▶ EXERCISE DIRECTIONS
Beginning with the line that holds "C'est à cause", please retype each line through the end of the listing below, both ends included, and nothing more.

▶ RECORDS TO USE
PR #1500, opened 2019-03-12
fix: Public page link as a button

GoOz:
Changed the link to create a Cozy from the public sharing page to a button style (but it's still a link).

I hope I didn't miss any other link but according to the code it seems like this is it.

That was a very hard task to do for a morning task 😫 *`</sarcasm>`*

### DIFF
--- a/src/components/Button/CozyHomeLink.jsx
+++ b/src/components/Button/CozyHomeLink.jsx
@@ -5,7 +5,6 @@ import styles from './index.styl'
 
 const CozyHomeLink = ({ from, embedInCozyBar = false, t }) => (
   <ButtonLink
-    subtle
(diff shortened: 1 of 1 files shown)


GoOz:
[(𝐗𝐒) Partage par lien vue publique - boutons vs. liens](https://trello.com/c/qwbIUoRk/1638-%F0%9D%90%97%F0%9D%90%92-partage-par-lien-vue-publique-boutons-vs-liens)

y-lohse:
C'est à cause de ca oui. Je te recommande de ne plus passer par un fork pour drive :-)

y-lohse:
(Mais tu peux merger quand même)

▶ RESPONSE
C'est à cause de ca oui. Je te recommande de ne plus passer par un fork pour drive :-)

y-lohse:
(Mais tu peux merger quand même)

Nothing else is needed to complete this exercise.